Personal information
- Born: April 17, 1977 (age 49) Spring, Texas, U.S.
- Height: 5 ft 10 in (1.78 m)
- Weight: 172.0 lb (78.02 kg)
- Website: ChadHedrick.com (archive)

Sport
- Country: United States
- Sport: Long track speed skating Inline speed skating
- World Cup wins: 1500 m – Netherlands 5000 m – Italy 1500 m – USA 5000 m – Canada
- World championship wins: 2004 overall

Achievements and titles
- Personal bests: 500 m: 35.52 (2009) 1000 m: 1:07.33 (2009) 1500 m: 1:42.14 (2009) 3000 m: 3:39.02 (2005) 5000 m: 6:09.68 (2005) 10 000 m: 12:55.11 (2005)

Medal record
Men's speed skating
Representing the United States
Olympic Games
| Gold medal – first place | 2006 Turin | 5000 m |
| Silver medal – second place | 2006 Turin | 10000 m |
| Silver medal – second place | 2010 Vancouver | Team pursuit |
| Bronze medal – third place | 2006 Turin | 1500 m |
| Bronze medal – third place | 2010 Vancouver | 1000 m |
World Championships
| Gold medal – first place | 2004 Hamar | Allround |
| Gold medal – first place | 2004 Seoul | 5000 m |
| Gold medal – first place | 2005 Inzell | 5000 m |
| Silver medal – second place | 2005 Moscow | Allround |
| Bronze medal – third place | 2004 Seoul | 10000 m |
| Bronze medal – third place | 2005 Inzell | 10000 m |
World Games
| Gold medal – first place | 2001 Akito | 500 m sprint |
| Gold medal – first place | 2001 Akito | 10000 m points |
| Gold medal – first place | 2001 Akito | 15,000 m points elimination |
| Bronze medal – third place | 2001 Akito | 300 m time trial |

= Chad Hedrick =

American speed skater (born 1977)

Chad Hedrick (born April 17, 1977) is an American inline speed skater and ice speed skater. He was born in Spring, Texas.

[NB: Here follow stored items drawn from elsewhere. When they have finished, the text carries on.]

PR #62, opened 2026-09-12
feat(pi0-fast): BF16 inference in a persistent arena and doc the module (70% SR on LIBERO-10, 32.2 ms per token)

Kimho666:


zealoct:
@wong-1994 check the func of python layer and scripts, add an issue to port to apxinf-robo if needed

python/apxinf/pyproject.toml
```diff
@@ -20,6 +20,19 @@ dependencies = [
...
+# π0-FAST needs no torch: both tokenizers (PaliGemma for the prompt and id space,
+# FAST for the BPE detokenization) load through `tokenizers` — the engine behind
+# HF's fast tokenizers — straight from the assets the checkpoint names, and the
+# DCT comes from scipy. The ApxInf binding is still the only runtime.
+pi0fast = ["apxinf-py>=0.1.0", "tokenizers>=0.15", "scipy>=1.9"]
+# The lerobot adapter (apxinf.adapters.lerobot) returns torch tensors, and its
+# build_inference_frame delegates to lerobot's own build_dataset_frame. lerobot
+# itself is deliberately *not* pinned here: the adapter is built against a moving
+# API, and users bring their own already-installed version.
+lerobot = ["torch>=2.0"]
```
wong-1994: This extra is not necessary.

python/apxinf/pyproject.toml
```diff
@@ -20,6 +20,19 @@ dependencies = [
 [project.optional-dependencies]
 # A live Pi05Policy binds the PyO3 model handle (Phase 1).
 policy = ["apxinf-py>=0.1.0"]
+# π0-FAST needs no torch: both tokenizers (PaliGemma for the prompt and id space,
+# FAST for the BPE detokenization) load through `tokenizers` — the engine behind
+# HF's fast tokenizers — straight from the assets the checkpoint names, and the
+# DCT comes from scipy. The ApxInf binding is still the only runtime.
+pi0fast = ["apxinf-py>=0.1.0", "tokenizers>=0.15", "scipy>=1.9"]
```
wong-1994: By design, extras should not be added in terms of model. We do have our own implementation of tokenizer, and scipy is only used for idct. Try using our native version.

python/apxinf/apxinf/processors/resize.py
```diff
@@ -15,7 +24,7 @@
 
 from .base import ProcessorStep
 
-__all__ = ["ParseImage", "ResizeWithPad"]
+__all__ = ["ParseImage", "ResizeWithPad", "TorchResizeWithPad"]
```
wong-1994: Torch is not included. This class name should not contain "torch".

python/apxinf/apxinf/processors/resize.py
```diff
@@ -74,3 +83,82 @@ def __call__(self, image: np.ndarray) -> np.ndarray:
         pad_width = max(0, int((size - resized_width) / 2))
         canvas.paste(resized, (pad_width, pad_height))
         return np.asarray(canvas)
+
+
+def _torch_interpolate_taps(in_length: int, out_length: int):
```
wong-1994: Same. Torch prefix is kind of misleading.

python/apxinf/apxinf/processors/resize.py
```diff
@@ -74,3 +83,82 @@ def __call__(self, image: np.ndarray) -> np.ndarray:
...
+    return top * (np.float32(1.0) - vertical) + bottom * vertical
+
+
+class TorchResizeWithPad(ProcessorStep):
+    """Letterbox-resize a ``uint8`` HWC image the way LeRobot does.
+
+    Same geometry as :class:`ResizeWithPad` — scale the longer side to ``size``
+    and center the result on a zero canvas — but the interpolation is
+    ``F.interpolate(mode="bilinear", align_corners=False)``, which is what
+    ``lerobot.policies.pi0_fast.modeling_pi0_fast.resize_with_pad_torch`` calls
```
wong-1994: What about a pi0_fast model with openPi checkpoint? This resize method might introduce error.

python/apxinf/pyproject.toml
```diff
@@ -20,6 +20,19 @@ dependencies = [
...
+# The lerobot adapter (apxinf.adapters.lerobot) returns torch tensors, and its
+# build_inference_frame delegates to lerobot's own build_dataset_frame. lerobot
+# itself is deliberately *not* pinned here: the adapter is built against a moving
+# API, and users bring their own already-installed version.
+lerobot = ["torch>=2.0"]
+# The π0-FAST tests read a miniature checkpoint with the same tokenizer/scipy
+# stack the policy itself needs, so both are part of the test extra.
+test = ["pytest>=7", "sentencepiece>=0.1.99", "tokenizers>=0.15", "scipy>=1.9"]
```
wong-1994: Line39 has another test extra. Seems like bug caused by conflict resolve.

Kimho666:
@zealoct @wong-1994 
Review follow-up on the π0-FAST port. The frontend now depends on the ApxInf
  binding and numpy only, nothing in the package is named after a model, and the
  torch/scipy/HF-tokenizer shims the first cut pulled in are gone.

  Extras
  - Drop the `pi0fast` extra (apxinf-py + tokenizers + scipy) and the `lerobot`
    extra (torch); `apxinf/adapters/` is empty, so the latter served nothing.
  - Merge the two `test` extras a conflict resolution had left behind into one,
    `test = ["pytest>=7", "sentencepiece>=0.1.99"]`. The extra holds reference
    implementations only - `sentencepiece` is the differential reference for the
    native tokenizer - never a runtime dependency.

  Tokenizers
  - The PaliGemma prompt/id-space tokenizer and the FAST BPE detokenizer both load
    through `apxinf_py.HfTokenizer`, so the HF `tokenizers` wheel is no longer
    needed; `encode()` likewise goes through the binding.
  - Read the base vocabulary from the asset itself (`model.vocab`, or
    `model.tokens` for Unigram) rather than from the binding, whose `vocab_size`
    counts added tokens: PaliGemma carries `<image>` just past the base
    vocabulary, and an off-by-one there shifts every action id in the stream.

  Inverse DCT
  - Replace `scipy.fft.idct(x, axis=0, norm="ortho")` with a cached numpy basis
    multiply. The DC weight `sqrt(0.5)` belongs to the coefficient index
    (column 0), not to the first output sample.
  - Cross-checked against scipy once, offline: max |diff| 1e-13 over (10, 7),
    (10, 2) and (16, 32) blocks, so dropping the dependency moves no numbers.

  Resize
  - Rename `TorchResizeWithPad` -> `ResizeWithPadNoAntialias` and `_torch_*` ->
    `_bilinear_*`. The step is a two-tap half-pixel kernel transcribed from
    `F.interpolate(align_corners=False)`; its arithmetic never needed torch, and
    the old name also implied a dependency the package does not have.
  - Document the three references a π0-FAST checkpoint can come from: PIL
    BILINEAR (OpenPI client, π0.5's pipeline), the two-tap kernel (LeRobot's
    `resize_with_pad_torch` - the default here), and OpenPI's JAX
    `jax.image.resize(..., LINEAR)`, which antialiases. The last one cannot be
    inferred from the weights, so such a caller passes `image_pipeline=`
    explicitly. The kernels disagree by up to ~52/255 on random content and
    ~21/255 on LIBERO frames - enough to change which FAST tokens are emitted.

  Tests and docs
  - `_idct` is now the term-by-term orthonormal DCT-III definition plus the stub's
    coefficient scale, so the check shares no arithmetic with the policy's basis
    product; `test_orthonormal_idct_matches_the_definition_one_harmonic_at_a_time`
    probes one harmonic at a time, which is what pins the DC convention the
    transposed-basis slip hid.
  - `pytest.importorskip("tokenizers")` -> `pytest.importorskip("apxinf_py")`.
  - Root README installs the binding wheel then `pip install -e python/apxinf`,
    since there is no extra left to name; `python/apxinf/README.md` spells out
    what the `test` extra is for.

PR #72, opened 2026-09-15
perf(qwen-drive): Jetson AGX Orin sm_87 optimisation — 6.61s to 6.01s per VQA scene

qhy991:
Optimisation of Qwen-Drive-1.0-4B on **Jetson AGX Orin (sm_87, JetPack R36.5 / CUDA 12.6)**.

This is a different device and a different exercise from the RTX 4090 pilot on `codex/qwen-drive-k3-round20-20260914`. That branch states up front that "correctness differences versus the official reference are accepted; this is not a correctness qualification". Here every change is checked against the previous binary, and the ones that are not bit-exact say so and show the measurement.

## Result

Fixed four-scene VQA workload, batch 1, BF16, 64 generated tokens, one warmup and three measured requests per scene, warm median:

| | start of this work | now |
|---|---:|---:|
| per scene | 6.6088 s | **6.0143 s** |
| fixed cost (vision + prefill) | 3.073 s | **2.49 s** |
| decode | 55.5 ms/token | 55.2 ms/token |

**9.0%** overall, essentially all of it in prefill.

Decode did not move and should not have. It reads 8.41 GB of weights per token, which at 55.2 ms is **152 GB/s against a 204.8 GB/s bus** — the practical LPDDR5 roofline. Prefill is now **95.8% GPU-busy** (2294.7 ms wall against 2197.5 ms of kernel time), so the host-side headroom is gone too; what remains has to come out of kernel time.

## What changed

**GDN scan kernels.** `gdn_chunk_state` was 799 ms, 29% of prefill, for 51.6 GFLOP — about one percent of what the board can do. It was not short of bandwidth or flops, it was recomputing: both inner loops consume `v_new` only through a BF16 round trip, and each element was rounded once per row of the matrix it multiplies, 64x and 128x at the shipped shape, with an `exp2` per cell on a value that depends only on the chunk row. Hoisting that into a shared tile took it to 555 ms. A second pass tiled the accumulators so the shared operand leaves the inner loop, and the same treatment applied to `gdn_chunk_gemm`.

The tile width is a template parameter with a runtime switch, because it is not guessable and not the same for the two kernels — 8 for chunk-state, 16 for chunk-gemm, and in the chunk-gemm sweep 16 is 8% faster than the 32 that looked like the obvious ceiling. Two failed attempts are recorded in the commits: a runtime trip count spills the accumulators to local memory and nearly doubles the kernel's cost, and recomputing the row index by integer division inside the unrolled body costs more than the shared read it saves.

**Projection GEMMs reach the tuning system.** Every projection except `gate_up` went through `gemm::write_ex`, a raw cuBLAS call with no tactic lookup, no cuBLASLt plan, and invisible to autotune — `zba`, `down`, `o_proj`, the GDN out projection and the packed qkv. That is why an autotune pass over this model wrote exactly one record. The loader now stores them as `[in, out]` so the GEMM is row-major NN, the same treatment `gate_up` already had. Geometry alone is 4.7%; tuning on top is a further 2.4%. Autotune now writes 13 records where it wrote 1, and they are merged into `configs/tuning`.

**Vision position embeddings.** `compute_pos_embeds` is a pure function of a checkpoint constant and `grid_thw` but ran per request: a table readback, 12.5M scalar bilinear taps on the host, and a 25 MB upload — 41.5 ms. Cached on `VisionDeviceWeights` rather than in a process-global map, so it cannot outlive its model or be shared between two of them. This one is ported from the 4090 branch; there it is worth 4.6%, here 0.74%.

**Decode CUDA graphs, fixed.** Capture and replay produced wrong tokens and the earlier diagnosis blamed the workspace arena. Five arms on one binary overturned that: every arena arm is bit-identical and only capture-and-replay diverges. Two bugs, both host state that only advances when the Rust body runs — the conv ping-pong flip that also selects the graph, and captured graphs holding the addresses of cache buffers that `reset_state` replaces. Correct now, and worth 0.16%, so off by default; the allocation cache had already removed the launch overhead graphs exist to remove.

## Verification, and one thing worth knowing

The FA2 head-256 causal prefill kernel **does not reproduce itself**. Identical q, k and v bit for bit, and about one output element in ten thousand comes back one BF16 ULP different, which moves where generation first diverges from the reference — the gate's `first_different_index` gave 121, 121, 255 on three consecutive runs of one binary. Prefill traces localise it exactly: vision reproduces, text layers 0-2 reproduce, layer 3 does not, and inside layer 3 only the attention output differs. Under `APXINF_CUDA_SKIP_OUTPUT_ZERO=poison` there is no NaN anywhere, so nothing uninitialised is being read.

That makes a single-run token hash worthless as a regression signal, so every bit-exactness claim here is verified under `APXINF_ATTN_COMPOSED_PREFILL=1`, which routes prefill through the composed path and reproduces. It costs 4.9% and is left off by default; whether that trade is worth making is a product decision, not one made here.

All changes are bit-exact except the projection-GEMM one, which selects a different kernel and so changes the BF16 reduction order. Measured: text layers 0-2 identical, layer 3 differs at 1.8e-3 relative with a maximum absolute delta of one BF16 ULP, amplified by the residual stream to 2.6e-2 by layer 31. Nothing observable moved — the 130-token VQA probe is identical, and both trajectory modes report the same error to every digit. `APXINF_QWEN_LINEAR_TUNED=0` restores the raw path.

Gate status is unchanged throughout: vqa diverges at index 121 with token 357, direct and reasoning sit in their existing 0.0403/0.0806 pair, perception remains the declared BEV gap.

## Relative to the 4090 branch

Its other items were already here, and two measured very differently on this board: packed input projections are 10.2% there and 1.05% here; removing the unconditional diagnostic readbacks is 1.3% there and, under a controlled A/B with the same binary, about 0% here. Its `fa2_attention_splitkv_into` vision-segment scratch reuse was measured and **not** taken: the vision window is 476.9 ms wall against 453.3 ms of kernel time, so 23.6 ms of idle is the ceiling for any host-side change there, and the allocation cache already has most of it.

## Environment gates

`APXINF_CUDA_ALLOC_CACHE=1` and `APXINF_CUDA_SKIP_OUTPUT_ZERO=1` are the difference between 16.3 s and 6.0 s per scene and are **not** default; `run_perf.sh` sets neither, so numbers taken through it describe a configuration nobody runs. `APXINF_QWEN_DECODE_GRAPH`, `APXINF_ATTN_COMPOSED_PREFILL`, `APXINF_QWEN_LINEAR_TUNED`, `APXINF_QWEN_POS_CACHE`, `APXINF_GDN_CHUNK_TILE` and `APXINF_GDN_CHUNK_GEMM_TILE` are documented at their definitions.

### DIFF
--- a/crates/apxinf-model/src/lib.rs
+++ b/crates/apxinf-model/src/lib.rs
@@ -11,6 +11,7 @@ pub mod auto;
 pub mod profiling;
 pub mod pi05;
 pub mod qwen3vl;
+pub mod qwen_drive;
 pub mod vla;
 mod walloss;
 
@@ -27,6 +28,7 @@ pub use auto::{AutoModel, LoadOptions, LoadedModel, ModelPrecision, SyntheticWei
 pub use profiling::GenerationProfile;
 pub use pi05::{Pi05Config, Pi05PerformanceProfile};
 pub use qwen3vl::{GeneralQwen3VL, Qwen3VLConfig, Qwen3VLTextWeights};
+pub use qwen_drive::QwenDriveConfig;
 pub use vla::{
     Action, ImageLayout, InferenceSpec, InitialLatent, Observation,
     PreparedInference, VisionObservation, VlaContract, VlaRequest, VlaRuntime,
--- a/crates/apxinf-model/src/qwen_drive/config.rs
+++ b/crates/apxinf-model/src/qwen_drive/config.rs
@@ -1,0 +1,553 @@
+//! Qwen-Drive-1.0 configuration, parsed from the checkpoint `config.json`.
+//!
+//! The schema mirrors `configuration_qwen_drive.py` in the pinned reference
+//! (revision 28091c1532e869bc7aee91fc0aef6b3e6fd0b2e0): a Qwen3.5 hybrid VLM
+//! (`vlm_config`) plus a flow-matching planning expert (`expert_config`), with
+//! trajectory and sampler constants at the top level. Parsing here keeps the
+//! loader crate model-agnostic and matches "each model owns its config".
+
+use std::path::Path;
+
+use apxinf_core::{Error, Result};
+
+/// Text-decoder geometry of the Qwen3.5 VLM. The decoder is hybrid: layers
+/// listed as `full_attention` carry a standard GQA KV cache (these are the
+/// caches the planning expert reads), while `linear_attention` layers are
+/// gated delta net (GDN) linear-attention layers with a recurrent state.
+#[derive(Clone, Debug)]
+pub struct QwenDriveTextConfig {
+    pub hidden_size: usize,
+    pub intermediate_size: usize,
+    pub n_layers: usize,
+    pub n_heads: usize,
+    pub n_kv_heads: usize,
+    pub head_dim: usize,
+    pub vocab_size: usize,
+    pub max_position_embeddings: usize,
+    pub rms_norm_eps: f32,
+    /// Qwen3.5 emits a per-head sigmoid gate on the attention output.
+    pub attn_output_gate: bool,
+    /// Per-layer type names: `full_attention` or `linear_attention`.
+    pub layer_types: Vec<String>,
+    // GDN geometry (only meaningful for `linear_attention` layers).
+    pub linear_num_key_heads: usize,
+    pub linear_key_head_dim: usize,
+    pub linear_num_value_heads: usize,
+    pub linear_value_head_dim: usize,
+    pub linear_conv_kernel_dim: usize,
+    // Partial interleaved mRoPE.
+    pub rope_theta: f32,
+    pub partial_rotary_factor: f32,
+    pub mrope_section: [usize; 3],
+    pub mrope_interleaved: bool,
+    pub tie_word_embeddings: bool,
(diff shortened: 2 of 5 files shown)


qhy991:
Closing in favour of #78, which consolidates the three device lines onto current `main`.

This branch is the trunk of that one: all 42 commits are in it, and the Thor work was built on top of them. Its constants are now the sm80-family row of `kernels/gdn_policy.rs` rather than hard-coded defaults in the adapter, which is what let the Thor row exist beside them without either board's sweeps being overwritten.

Two things from here were re-measured on Thor and came out differently, both recorded in #78 with their numbers: the BF16 chunk-gemm tiles, worth taking on Orin's 164 KB of shared memory per SM and a regression on Thor's 228 KB, and the chunk-state inter-term tiling, 10% slower there. Both stay as they are for the sm80 family. The 1024-thread chunk-state block from `80b0ecc` is kept unconditionally as committed here, except that the new policy path falls back rather than launching when the shape cannot take it — on Thor that kernel's register demand at 1024 exceeds the budget and returns `CUDA 701`.

Orin has not been re-run since the consolidation and should be before #78 merges.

Hedrick revolutionized the inline speed skating world with his unique technique, called the double push, or DP. During his career he won 93 national championships and 50 world championships, as well as having a brand of inline skating wheels named after him.

== Speed skating ==
After winning his 50th World Championship, in Ostend, Belgium, in 2002, he switched to ice speed skating after watching, on a television in a Las Vegas casino in 2002, fellow inline skater Derek Parra win a medal at the Salt Lake City Winter Olympics. In February 2004, a year and a half after he made his switch, Hedrick won the 2004 World Allround Speed Skating Championships, knocking more than a point off the world record points, reducing it to 150.478. On March 12, 2004, Hedrick won the gold medal in the 5,000 meters during the 2004 World Single Distance Championships, which were held Seoul, South Korea. In 2005 he successfully defended his 5,000 m world title in Inzell, Germany. At the 2005 World Allround Speed Skating Championships he lost his title to Shani Davis. Hedrick has set six world records in speed skating, but these have later been broken by others. As of 2021, he was 4th in the unofficial world ranking, the Adelskalender after having led the rankings from November 2005–7.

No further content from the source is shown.